Required work: Below are the entries; state how many of their lines contain the string "macros", and nothing more.
Start of Extracted data
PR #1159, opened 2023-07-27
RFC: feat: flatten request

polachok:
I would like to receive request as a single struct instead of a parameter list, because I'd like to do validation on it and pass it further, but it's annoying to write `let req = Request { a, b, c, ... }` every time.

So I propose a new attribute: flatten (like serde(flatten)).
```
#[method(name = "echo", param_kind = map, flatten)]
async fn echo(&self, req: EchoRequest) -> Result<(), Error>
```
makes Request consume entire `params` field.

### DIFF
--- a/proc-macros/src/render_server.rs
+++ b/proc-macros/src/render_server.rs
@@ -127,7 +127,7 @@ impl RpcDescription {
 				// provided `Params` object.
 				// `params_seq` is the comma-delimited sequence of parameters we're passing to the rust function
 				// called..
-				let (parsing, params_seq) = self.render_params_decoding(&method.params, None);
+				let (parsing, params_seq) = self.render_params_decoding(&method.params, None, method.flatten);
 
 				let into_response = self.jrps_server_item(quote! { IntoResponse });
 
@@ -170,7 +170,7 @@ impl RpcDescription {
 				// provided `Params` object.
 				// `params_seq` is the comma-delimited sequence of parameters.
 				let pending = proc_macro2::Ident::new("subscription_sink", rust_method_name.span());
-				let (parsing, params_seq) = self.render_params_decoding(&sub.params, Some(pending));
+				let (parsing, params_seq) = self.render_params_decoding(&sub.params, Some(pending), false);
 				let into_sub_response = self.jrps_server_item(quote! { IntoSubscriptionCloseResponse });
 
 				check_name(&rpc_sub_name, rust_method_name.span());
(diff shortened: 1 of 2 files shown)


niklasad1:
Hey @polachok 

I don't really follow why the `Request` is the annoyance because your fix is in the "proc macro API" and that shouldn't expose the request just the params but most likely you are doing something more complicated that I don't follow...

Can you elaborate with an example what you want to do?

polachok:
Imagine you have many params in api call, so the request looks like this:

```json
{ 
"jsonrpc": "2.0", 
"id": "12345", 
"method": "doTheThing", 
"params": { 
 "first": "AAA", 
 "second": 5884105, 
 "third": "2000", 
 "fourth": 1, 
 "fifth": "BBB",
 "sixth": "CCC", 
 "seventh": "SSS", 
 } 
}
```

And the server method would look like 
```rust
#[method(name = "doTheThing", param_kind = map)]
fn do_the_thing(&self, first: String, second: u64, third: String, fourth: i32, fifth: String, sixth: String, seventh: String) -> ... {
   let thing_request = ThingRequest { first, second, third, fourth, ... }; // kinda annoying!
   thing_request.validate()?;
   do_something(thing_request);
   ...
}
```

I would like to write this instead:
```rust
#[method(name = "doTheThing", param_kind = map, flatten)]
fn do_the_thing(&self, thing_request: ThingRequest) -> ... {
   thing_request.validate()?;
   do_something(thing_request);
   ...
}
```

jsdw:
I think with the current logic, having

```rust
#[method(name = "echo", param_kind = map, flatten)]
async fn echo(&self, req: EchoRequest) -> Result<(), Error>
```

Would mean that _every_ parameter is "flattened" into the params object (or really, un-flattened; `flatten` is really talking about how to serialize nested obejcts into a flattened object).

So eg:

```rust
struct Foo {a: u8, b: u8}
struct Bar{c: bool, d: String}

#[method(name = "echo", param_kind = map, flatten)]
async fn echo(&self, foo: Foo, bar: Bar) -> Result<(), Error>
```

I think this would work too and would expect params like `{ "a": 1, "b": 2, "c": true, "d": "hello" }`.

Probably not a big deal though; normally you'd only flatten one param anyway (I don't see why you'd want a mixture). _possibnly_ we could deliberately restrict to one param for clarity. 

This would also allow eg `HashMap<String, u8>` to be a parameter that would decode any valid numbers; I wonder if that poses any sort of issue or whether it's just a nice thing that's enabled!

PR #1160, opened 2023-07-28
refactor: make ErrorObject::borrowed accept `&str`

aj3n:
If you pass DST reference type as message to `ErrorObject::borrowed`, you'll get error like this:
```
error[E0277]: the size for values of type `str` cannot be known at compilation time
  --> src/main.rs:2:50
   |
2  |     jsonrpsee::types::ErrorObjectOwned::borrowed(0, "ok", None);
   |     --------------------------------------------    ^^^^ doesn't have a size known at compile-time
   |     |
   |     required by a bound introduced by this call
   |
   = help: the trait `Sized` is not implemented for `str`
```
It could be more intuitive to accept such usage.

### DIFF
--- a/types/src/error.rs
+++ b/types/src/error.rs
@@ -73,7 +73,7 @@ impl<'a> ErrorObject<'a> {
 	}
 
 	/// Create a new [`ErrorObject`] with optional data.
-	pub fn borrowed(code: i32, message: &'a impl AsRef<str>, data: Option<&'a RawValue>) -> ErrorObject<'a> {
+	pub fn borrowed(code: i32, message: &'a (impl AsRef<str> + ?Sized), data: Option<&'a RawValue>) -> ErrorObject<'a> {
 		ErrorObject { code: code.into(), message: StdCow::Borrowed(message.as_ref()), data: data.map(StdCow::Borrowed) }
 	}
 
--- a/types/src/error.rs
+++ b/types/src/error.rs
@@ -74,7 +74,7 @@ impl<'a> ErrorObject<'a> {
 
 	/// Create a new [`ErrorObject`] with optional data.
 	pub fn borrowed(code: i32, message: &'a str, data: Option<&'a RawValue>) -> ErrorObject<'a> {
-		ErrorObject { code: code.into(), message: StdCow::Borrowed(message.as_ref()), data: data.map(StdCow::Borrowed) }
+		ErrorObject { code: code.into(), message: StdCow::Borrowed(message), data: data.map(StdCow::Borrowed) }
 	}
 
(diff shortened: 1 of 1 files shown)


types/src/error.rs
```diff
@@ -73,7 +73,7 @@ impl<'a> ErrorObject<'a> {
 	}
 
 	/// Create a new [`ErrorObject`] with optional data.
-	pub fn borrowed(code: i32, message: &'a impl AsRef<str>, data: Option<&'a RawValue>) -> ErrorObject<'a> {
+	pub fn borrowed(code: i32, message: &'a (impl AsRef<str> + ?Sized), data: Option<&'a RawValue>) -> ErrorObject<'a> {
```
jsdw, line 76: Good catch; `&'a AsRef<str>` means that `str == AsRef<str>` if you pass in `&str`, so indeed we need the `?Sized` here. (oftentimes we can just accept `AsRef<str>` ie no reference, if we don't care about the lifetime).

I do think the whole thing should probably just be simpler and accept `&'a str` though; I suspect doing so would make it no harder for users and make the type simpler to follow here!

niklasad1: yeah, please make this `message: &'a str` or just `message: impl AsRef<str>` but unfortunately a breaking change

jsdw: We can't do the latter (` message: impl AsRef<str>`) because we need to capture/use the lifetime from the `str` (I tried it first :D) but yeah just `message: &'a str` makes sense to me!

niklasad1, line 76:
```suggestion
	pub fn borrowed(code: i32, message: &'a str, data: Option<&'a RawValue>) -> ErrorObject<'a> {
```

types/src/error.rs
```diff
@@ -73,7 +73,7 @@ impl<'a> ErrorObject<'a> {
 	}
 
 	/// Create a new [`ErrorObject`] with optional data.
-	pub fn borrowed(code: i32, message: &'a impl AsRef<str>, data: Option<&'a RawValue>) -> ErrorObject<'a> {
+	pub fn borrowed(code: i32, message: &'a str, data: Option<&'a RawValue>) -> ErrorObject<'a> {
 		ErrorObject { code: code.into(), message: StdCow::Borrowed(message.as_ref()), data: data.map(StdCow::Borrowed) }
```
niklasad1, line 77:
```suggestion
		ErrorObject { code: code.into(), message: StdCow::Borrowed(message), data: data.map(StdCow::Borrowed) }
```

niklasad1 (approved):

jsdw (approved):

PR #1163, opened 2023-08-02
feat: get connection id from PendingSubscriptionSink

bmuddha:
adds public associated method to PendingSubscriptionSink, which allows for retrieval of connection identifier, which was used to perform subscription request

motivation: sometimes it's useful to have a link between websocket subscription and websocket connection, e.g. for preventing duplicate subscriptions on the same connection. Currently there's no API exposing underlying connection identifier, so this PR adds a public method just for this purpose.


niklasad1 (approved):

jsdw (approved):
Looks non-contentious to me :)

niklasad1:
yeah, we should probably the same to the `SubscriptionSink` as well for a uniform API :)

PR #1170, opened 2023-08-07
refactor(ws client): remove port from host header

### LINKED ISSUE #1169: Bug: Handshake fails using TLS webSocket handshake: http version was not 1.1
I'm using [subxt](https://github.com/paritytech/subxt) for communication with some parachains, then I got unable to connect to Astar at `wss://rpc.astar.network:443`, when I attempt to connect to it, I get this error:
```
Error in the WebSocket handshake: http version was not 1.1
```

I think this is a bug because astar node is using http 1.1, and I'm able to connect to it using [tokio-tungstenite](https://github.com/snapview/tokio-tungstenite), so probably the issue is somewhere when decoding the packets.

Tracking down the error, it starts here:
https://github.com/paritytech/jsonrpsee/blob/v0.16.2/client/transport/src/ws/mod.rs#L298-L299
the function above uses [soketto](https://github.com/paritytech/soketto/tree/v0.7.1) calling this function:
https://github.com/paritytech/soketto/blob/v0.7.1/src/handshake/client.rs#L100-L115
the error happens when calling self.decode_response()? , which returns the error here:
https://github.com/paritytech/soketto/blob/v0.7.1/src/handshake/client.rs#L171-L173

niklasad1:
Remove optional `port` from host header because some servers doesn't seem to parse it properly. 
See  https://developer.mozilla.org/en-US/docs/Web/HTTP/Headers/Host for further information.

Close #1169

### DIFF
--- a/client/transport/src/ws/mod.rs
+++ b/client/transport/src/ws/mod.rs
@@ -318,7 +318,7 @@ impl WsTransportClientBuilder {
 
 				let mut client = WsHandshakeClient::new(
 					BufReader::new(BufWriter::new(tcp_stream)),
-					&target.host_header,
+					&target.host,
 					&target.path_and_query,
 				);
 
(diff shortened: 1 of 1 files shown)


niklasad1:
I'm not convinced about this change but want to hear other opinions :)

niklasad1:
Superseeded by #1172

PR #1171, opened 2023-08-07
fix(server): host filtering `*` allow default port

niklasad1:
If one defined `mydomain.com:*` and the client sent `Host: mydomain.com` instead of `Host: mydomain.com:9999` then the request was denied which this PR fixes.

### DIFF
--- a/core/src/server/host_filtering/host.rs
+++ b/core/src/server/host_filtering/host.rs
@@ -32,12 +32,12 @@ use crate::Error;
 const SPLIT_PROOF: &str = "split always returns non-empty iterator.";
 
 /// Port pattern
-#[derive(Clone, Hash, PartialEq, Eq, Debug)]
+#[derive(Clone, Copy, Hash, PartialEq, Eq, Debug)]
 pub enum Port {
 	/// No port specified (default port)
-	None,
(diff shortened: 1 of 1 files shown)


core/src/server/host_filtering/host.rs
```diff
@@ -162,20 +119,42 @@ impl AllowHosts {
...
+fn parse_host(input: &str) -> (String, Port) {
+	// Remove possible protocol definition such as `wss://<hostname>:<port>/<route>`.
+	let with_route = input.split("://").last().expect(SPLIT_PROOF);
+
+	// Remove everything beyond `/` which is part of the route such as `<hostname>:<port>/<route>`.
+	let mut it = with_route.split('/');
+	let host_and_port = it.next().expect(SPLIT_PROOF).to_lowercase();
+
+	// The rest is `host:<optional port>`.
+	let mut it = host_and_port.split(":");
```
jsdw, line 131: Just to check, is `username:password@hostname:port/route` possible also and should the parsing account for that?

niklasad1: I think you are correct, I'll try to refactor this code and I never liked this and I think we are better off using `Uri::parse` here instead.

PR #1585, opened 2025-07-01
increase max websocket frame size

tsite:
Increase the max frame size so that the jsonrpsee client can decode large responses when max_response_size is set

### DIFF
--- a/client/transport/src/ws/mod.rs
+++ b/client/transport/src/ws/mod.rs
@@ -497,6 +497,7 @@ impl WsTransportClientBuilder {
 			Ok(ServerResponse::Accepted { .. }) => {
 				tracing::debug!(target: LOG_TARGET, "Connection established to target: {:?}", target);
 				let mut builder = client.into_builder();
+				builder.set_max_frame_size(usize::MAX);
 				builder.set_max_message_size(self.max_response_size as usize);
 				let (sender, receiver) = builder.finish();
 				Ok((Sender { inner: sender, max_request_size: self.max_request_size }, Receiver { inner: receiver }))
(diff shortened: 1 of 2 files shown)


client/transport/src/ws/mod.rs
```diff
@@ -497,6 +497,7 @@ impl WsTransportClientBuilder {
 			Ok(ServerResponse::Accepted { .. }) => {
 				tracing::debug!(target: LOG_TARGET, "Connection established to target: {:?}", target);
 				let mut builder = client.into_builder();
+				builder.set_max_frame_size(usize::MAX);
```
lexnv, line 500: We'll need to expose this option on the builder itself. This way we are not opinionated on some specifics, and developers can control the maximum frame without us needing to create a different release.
End of Extracted data
Worked solution: 2